Nach Bolz haben zwei gut gemeinte Utopien die deutsche Universität zerstört. Die erste ist „die Demokratisierung von Lehre und Forschung durch Mitbestimmung und Gruppenuniversität“. Mehr Demokratie bedeutet in seinen Augen immer mehr Bürokratie. Warum das zwingend so ist, wird von ihm allerdings nicht weiter ausgeführt. Muss mehr Demokratie immer mehr Bürokratie bedeuten? Lassen sich nicht demokratische Modelle etablieren, die ohne einen übertriebenen bürokratischen Aufwand auskommen könnten?

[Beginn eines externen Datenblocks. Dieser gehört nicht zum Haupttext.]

PR #760, opened 2018-03-29
Sorted key/value store (badger) backed storage plugin

burmanm:
This is a storage plugin for Jaeger implemented against a sorted K/V store. Although this version was done against Badger it should work with relatively small changes against any lexicographically sorted K/V store (RocksDB is such a possibility also - but it would require cgo for compiling).

This is WIP, pushed for early feedback. It is missing implementation for Duration index (range index scanning) as well as GetOperations & GetServices interfaces and benchmarketing/more tests of course. Some smaller TODO parts obviously remain as well, some for easier development purposes and some just lacking optimization (not to mention splitting some parts to separate functions).

cc @pavolloffay


black-adder:
Thanks for the contribution! Some preliminary thoughts: Have you seen this ticket? https://github.com/jaegertracing/jaeger/issues/422 we've been considering supporting third party storage plugins via a new plugin framework so that the core jaeger library isn't overly inundated with storage solution specific implementations (new plugins will be supported by the contributor in a separate repo). We haven't come up with the exact framework yet so we can review this PR but in the future, we'd expect to move it over to the plugin framework.

I'll take a look at the actual PR later today.

burmanm:
Yeah, my intention was to solve the #551 issue. Theoretically moving the code to an external plugin shouldn't be an issue - just add some API listeners in front (if that's the solution #422 ends up with). Separate repo could technically allow defining build flags to support multiple different K/V stores I assume.

burmanm:
There's a bug in the index seek process, it returns results in the DESC order, but does not actually fetch TOP N by using a DESC ordering, but instead uses ASC. Will fix in the next commit with some other updates (as well as add test that catches the mistake)

pavolloffay:
@burmanm thanks for the PR. I missed it.

I am wondering whether we could completely replace in-memory with local storage. I will have a closer look next week.

also travis seems to be broken for the last build

pavolloffay:
There was a discussion about this PR on bi-weekly call. 

Rather than introducing a new storage impl can this substitute current in-memory? What are the implications? Can it work without creating any files? If so we could use this instead of in-memory.

burmanm:
By creating files in the tmpfs it is in-memory storage as tmpfs is not persisted to the disk. We could add an option to clean up the tmpfs files on the shutdown if we wanted (pod reboot / machine reboot / etc will do that of course also)

glide.yaml
```diff
@@ -55,3 +55,5 @@ import:
 - package: github.com/go-openapi/validate
 - package: github.com/go-openapi/loads
 - package: github.com/elazarl/go-bindata-assetfs
+- package: github.com/dgraph-io/badger
```
pavolloffay: It needs `glide update` to update the lock file with this change.

burmanm: Sadly I'm not sure what's the proper way to update this project's dependencies. glide up will break Jaeger (for example viper is updated and will no longer compile) as that has no version locked in the glide.yaml

It also updates several other dependencies.

pavolloffay:
There are a lot of magic numbers in different places. Could you please define them as constants?

pavolloffay:
Then when you are creating prefixes could you please extract those into functions?

plugin/storage/badger/options.go
```diff
@@ -0,0 +1,124 @@
...
+	"flag"
+	"time"
+
+	"github.com/spf13/viper"
+)
+
+// Options store storage plugin related configs
+type Options struct {
+	primary *NamespaceConfig
+	others  map[string]*NamespaceConfig
```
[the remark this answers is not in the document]
burmanm: To be constant with the other storage engines. No other reason really.

plugin/storage/badger/options.go
```diff
@@ -0,0 +1,124 @@
...
+
+// NewOptions creates a new Options struct.
+func NewOptions(primaryNamespace string, otherNamespaces ...string) *Options {
+	options := &Options{
+		primary: &NamespaceConfig{
+			namespace:      primaryNamespace,
+			SpanStoreTTL:   time.Hour * 72, // Default is 3 days
+			SyncWrites:     false,          // Performance over consistency
+			Ephemeral:      true,           // Default is ephemeral storage
+			ValueDirectory: "",
```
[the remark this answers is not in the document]
burmanm: I can make as default the application path + ```data/``` for example. I don't think there's a sane default path for files.

plugin/storage/badger/factory.go
```diff
@@ -0,0 +1,121 @@
...
+func (f *Factory) InitFromViper(v *viper.Viper) {
+	f.Options.InitFromViper(v)
+}
+
+// Initialize implements storage.Factory
+func (f *Factory) Initialize(metricsFactory metrics.Factory, logger *zap.Logger) error {
+	opts := badger.DefaultOptions
+
+	if f.Options.primary.Ephemeral {
+		opts.SyncWrites = false
```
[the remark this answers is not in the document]
burmanm: Data is available in any case directly. With tmpfs it makes no difference is sync is true or false (other than extra overhead of fsync call to tmpfs) for durability and there's never a difference when it comes to visibility. Stuff is always written to the page cache in any case, but this controls if fsync to the disk is called after every write or not.

plugin/storage/badger/options.go
```diff
@@ -0,0 +1,124 @@
...
+const (
+	suffixKeyDirectory   = ".directory-key"
+	suffixValueDirectory = ".directory-value"
+	suffixEphemeral      = ".ephemeral"
+	suffixSpanstoreTTL   = ".span-store-ttl"
+	suffixSyncWrite      = ".consistency"
+)
+
+// NewOptions creates a new Options struct.
+func NewOptions(primaryNamespace string, otherNamespaces ...string) *Options {
```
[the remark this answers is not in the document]
burmanm: See previous comment to keep consistency with other storage engines.

plugin/storage/badger/spanstore/cache.go
```diff
@@ -0,0 +1,187 @@
...
+	err := c.store.View(func(txn *badger.Txn) error {
+		opts := badger.DefaultIteratorOptions
+		it := txn.NewIterator(opts)
+		defer it.Close()
+
+		serviceKey := []byte{serviceNameIndexKey}
+
+		// Seek all the services first
+		for it.Seek(serviceKey); it.ValidForPrefix(serviceKey); it.Next() {
+			timestampStartIndex := len(it.Item().Key()) - 24
```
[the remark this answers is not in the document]
burmanm: It's in the WriteSpan. 8 bytes for the timestamp + 16 bytes for the traceId -> 24

plugin/storage/badger/spanstore/writer.go
```diff
@@ -0,0 +1,178 @@
...
+		cache:  c,
+		closer: closer,
+	}
+}
+
+// WriteSpan writes the encoded span as well as creates indexes with defined TTL
+func (w *SpanWriter) WriteSpan(span *model.Span) error {
+
+	// Avoid doing as much as possible inside the transaction boundary, create entries here
+	entriesToStore := make([]*badger.Entry, 0, len(span.Tags)+4+len(span.Process.Tags)+len(span.Logs)*4)
```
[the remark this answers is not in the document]
burmanm: A random guess to avoid memory allocations while inside transaction boundary.

plugin/storage/badger/spanstore/writer.go
```diff
@@ -0,0 +1,178 @@
...
+
+func createTraceKV(span *model.Span) ([]byte, []byte, error) {
+	// TODO Add Hash for Zipkin compatibility?
+
+	// Note, KEY must include startTime for proper sorting order for span-ids
+	// KEY: ti<trace-id><startTime><span-id> VALUE: All the details (json for now) METADATA: Encoding
+	buf := new(bytes.Buffer)
+
+	buf.WriteByte(spanKeyPrefix)
+	binary.Write(buf, binary.BigEndian, span.TraceID.High)
```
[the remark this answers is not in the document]
burmanm: Why would replacing TraceID with Span's hash work? That does not help finding the Trace. The order and grouping is important in this case as we want to search for TraceID and then list its spans - thus they need to be sorted under the same TraceID for better performance. 

Also, the fact that documentation mentions ```- Notice we have span_hash. This exists only for zipkin backwards compat.``` indicates it's not a core strategy for Jaeger.

plugin/storage/badger/spanstore/writer.go
```diff
@@ -0,0 +1,178 @@
...
+	binary.Write(buf, binary.BigEndian, span.TraceID.Low)
+	binary.Write(buf, binary.BigEndian, model.TimeAsEpochMicroseconds(span.StartTime))
```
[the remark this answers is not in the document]
burmanm: This gives the spans a natural sorting inside a single Trace.

plugin/storage/badger/spanstore/writer.go
```diff
@@ -0,0 +1,178 @@
...
+	})
+
+	// Do cache refresh here to release the transaction earlier
+	w.cache.Update(span.Process.ServiceName, span.OperationName)
+
+	return err
+}
+
+func createIndexKey(indexPrefixKey byte, value []byte, startTime time.Time, traceID model.TraceID) []byte {
+	// KEY: indexKey<indexValue><startTime><traceId> (traceId is last 16 bytes of the key)
```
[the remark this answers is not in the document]
burmanm: Commented above (github reordered)

plugin/storage/badger/spanstore/reader.go
```diff
@@ -0,0 +1,457 @@
...
+	return &TraceReader{
+		store: db,
+		cache: c,
+	}
+}
+
+func (r *TraceReader) getTraces(traceIDs []model.TraceID) ([]*model.Trace, error) {
+	// Get by PK
+	traces := make([]*model.Trace, 0, len(traceIDs))
+	prefixes := make([][]byte, 0, len(traceIDs))
```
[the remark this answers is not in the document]
burmanm: Yet that means doing more inside the transaction (which blocks). These are done here to reduce processing (there's more to optimize also) time when transaction is open.

plugin/storage/badger/spanstore/reader.go
```diff
@@ -0,0 +1,457 @@
...
+		opts := badger.DefaultIteratorOptions
+		opts.PrefetchSize = 10 // TraceIDs are not sorted, pointless to prefetch large amount of values
+		it := txn.NewIterator(opts)
+		defer it.Close()
+
+		val := []byte{}
+		for _, prefix := range prefixes {
+			spans := make([]*model.Span, 0, 4) // reduce reallocation requirements by defining some initial length
+
+			d := 0
```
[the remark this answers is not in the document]
burmanm: I'll remove, this and the d++ (can't remember why they're there - some code I've since deleted)

plugin/storage/badger/spanstore/reader.go
```diff
@@ -0,0 +1,457 @@
...
+		prefixes = append(prefixes, createPrimaryKeySeekPrefix(traceID))
+	}
+
+	err := r.store.View(func(txn *badger.Txn) error {
+		opts := badger.DefaultIteratorOptions
+		opts.PrefetchSize = 10 // TraceIDs are not sorted, pointless to prefetch large amount of values
+		it := txn.NewIterator(opts)
+		defer it.Close()
+
+		val := []byte{}
```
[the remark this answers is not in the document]
burmanm: ValueCopy does append([:0], src...) and val never escapes the loop

plugin/storage/badger/spanstore/reader.go
```diff
@@ -0,0 +1,457 @@
...
+	// TODO We need to do a primary key scan and check all the TraceIDs if they match certain time range (full table scan)
+	// Then sort them based on the time
+	return nil, ErrNotSupported
+}
+
+func validateQuery(p *spanstore.TraceQueryParameters) error {
+	if p == nil {
+		return ErrMalformedRequestObject
+	}
+	if p.ServiceName == "" && len(p.Tags) > 0 {
```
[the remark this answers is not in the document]
burmanm: There's no restriction to the amount.

plugin/storage/badger/spanstore/reader.go
```diff
@@ -0,0 +1,457 @@
...
+	ids := make([][][]byte, 0, len(indexSeeks)+1)
+	if len(indexSeeks) > 0 {
+		for i, s := range indexSeeks {
+			indexResults, _ := r.scanIndexKeys(s, query.StartTimeMin, query.StartTimeMax)
+			if err != nil {
+				return nil, err
+			}
+			ids = append(ids, make([][]byte, 0, len(indexResults)))
+			for _, k := range indexResults {
+				ids[i] = append(ids[i], k[len(k)-16:])
```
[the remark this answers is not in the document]
burmanm: Size of TraceID is 16.

glide.yaml
jpkrohling: What I did in a previous PR was to apply this change in a separate branch and then manually update the lock file *only* for the dependency I'm updating. Sucks, but works.

plugin/storage/badger/options.go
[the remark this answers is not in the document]
jpkrohling: How about something inside `/tmp/`? When ephemeral is true, `/tmp` is appropriate.

plugin/storage/badger/factory.go
```diff
@@ -0,0 +1,121 @@
...
+		f.tmpDir = dir
+		opts.Dir = f.tmpDir
+		opts.ValueDir = f.tmpDir
+	} else {
+		opts.SyncWrites = f.Options.primary.SyncWrites
+		opts.Dir = f.Options.primary.KeyDirectory
+		opts.ValueDir = f.Options.primary.ValueDirectory
+	}
+
+	store, err := badger.Open(opts)
```
jpkrohling: Can you log the final state of `opts`? Something like:

```
logger.Info("Badger storage configuration", zap.Any("configuration", opts))
```

plugin/storage/badger/options.go
```diff
@@ -0,0 +1,124 @@
...
+	)
+	flagSet.String(
+		nsConfig.namespace+suffixKeyDirectory,
+		nsConfig.KeyDirectory,
+		"Path to store the keys (indexes), this directory should reside in SSD disk. Set ephmeral to false if you want to define this setting.",
+	)
+	flagSet.String(
+		nsConfig.namespace+suffixValueDirectory,
+		nsConfig.ValueDirectory,
+		"Path to store the values (spans). Set ephmeral to false if you want to define this setting.",
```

Bolz betont, dass es im politischen Leben keine vernünftige Alternative zur Demokratie gibt. An den Universitäten sollten jedoch andere „Gesetze“ als in der Politik gelten. Mit Max Weber fasst er das Studium als eine „geistesaristokratische Angelegenheit“ auf. Damit meint er zurecht, dass herausragende wissenschaftliche Ideen Produkte einzelner Wissenschaftler sind und nicht durch demokratische Entscheidungsprozesse gewonnen werden. Hier müsste Bolz jedoch mehr differenzieren. Die Organisation des akademischen Lebens, der Lehre und der Forschung, die nach demokratischen Prinzipien durchgeführt werden kann, und die geistige Arbeit beziehungsweise die Ideenproduktion, die nicht demokratisch vonstatten geht, sind zwei verschiedene Dinge.

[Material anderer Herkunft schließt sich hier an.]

PR #13, opened 2015-03-27
Update server.js

CooCooooo:
a solution to     bsonInstance = new BSON(bsonTypes);
                                               ^
                       TypeError: undefined is not a function


christkv:
what os and script to reproduce. the fix you propose it's not the right one.

CooCooooo:
I use the window8.1 and can't have the BSON compile, I work well with the change

christkv:
it's not broken the console message you get means it could not use the c++ parser and falls back to the javascript one.

CooCooooo:
yes, but if you can get it work for someone who don't have the c++ parser may be a good choice   ^_^

christkv:
bumped bson to 3.0.1, delete your node_modules directory and do npm install and tell me if it fixes the issue.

Die zweite gut gemeinte Utopie kam von der EU und ist mit dem Namen „Bologna“ verbunden. Nach Bolz ist die Folge des Bologna-Prozesses eine „Verstaatlichung des Geistes“: „Die Universität verwandelt sich immer deutlicher in eine Welt der Drittmittel und Gefälligkeitsgutachten.“ Aus Dekanaten sind „Service-Center“ geworden. Wissenschaftler werden immer mehr zu Wissenschaftsmanagern, die wissenschaftliche Ressourcen verwalten und Dienstleistungen anbieten.

Bolz beklagt ferner die „Verschulung der Universität“. Studenten lernen statt sich zu bilden. Die Berufsausbildung ist wichtiger als die Bildung. Das Humboldtsche Bildungsideal, das die deutsche – und nicht nur die deutsche – Universität so lange positiv geprägt hat, geht dabei unwiederbringlich verloren.

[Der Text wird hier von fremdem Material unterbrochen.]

PR #15, opened 2015-04-09
Minor cleanups and package upgrades

prabhu:


christkv:
code has moved since then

Zu den Gewinnern des Bologna-Prozesses zählen die Verwaltung und die Wissenschaftsfunktionäre in den Gremien. Gewinner sind aber auch die Professoren, die sich als Service-Anbieter sehen. Die Hauptgewinner des Bologna-Prozesses sind aber die Ideologen, die Bolz als die „politisch Korrekten“ bezeichnet: „Sie haben den Politikern erfolgreich eingeredet, Universitäten seien pluralistische Institutionen, die nach Proporz und Quote besetzt sein müssten. Das neue Stichwort ´Diversity` heißt nämlich nichts anderes als: Bevorzugung bestimmter politisch organisierter Gruppen. Die ideologische Färbung eines Bewerbers wiegt viel schwerer als seine Qualität. Vor allem die Freiheit der Berufung ist durch die Gleichstellungspolitik und Quotierung radikal beschnitten worden. Und so ist ein neuer Typus entstanden: die Quotenfrau, die stolz auf sich ist.“

Viele Professoren reagieren auf diesen Prozess mit innerer Emigration oder einer Flucht in außeruniversitäre Bereiche. Bolz schlägt vor, wieder an Humboldt anzuknüpfen. Das Ideal der Wissenschaft sollte wieder die „Freiheit von Forschung und Lehre“ sein. Die gesellschaftliche Aufgabe der Universität wäre, „Geistesgegenwart bereitzuhalten“. Der „lebendige Geist“ sollte an den Universitäten herrschen.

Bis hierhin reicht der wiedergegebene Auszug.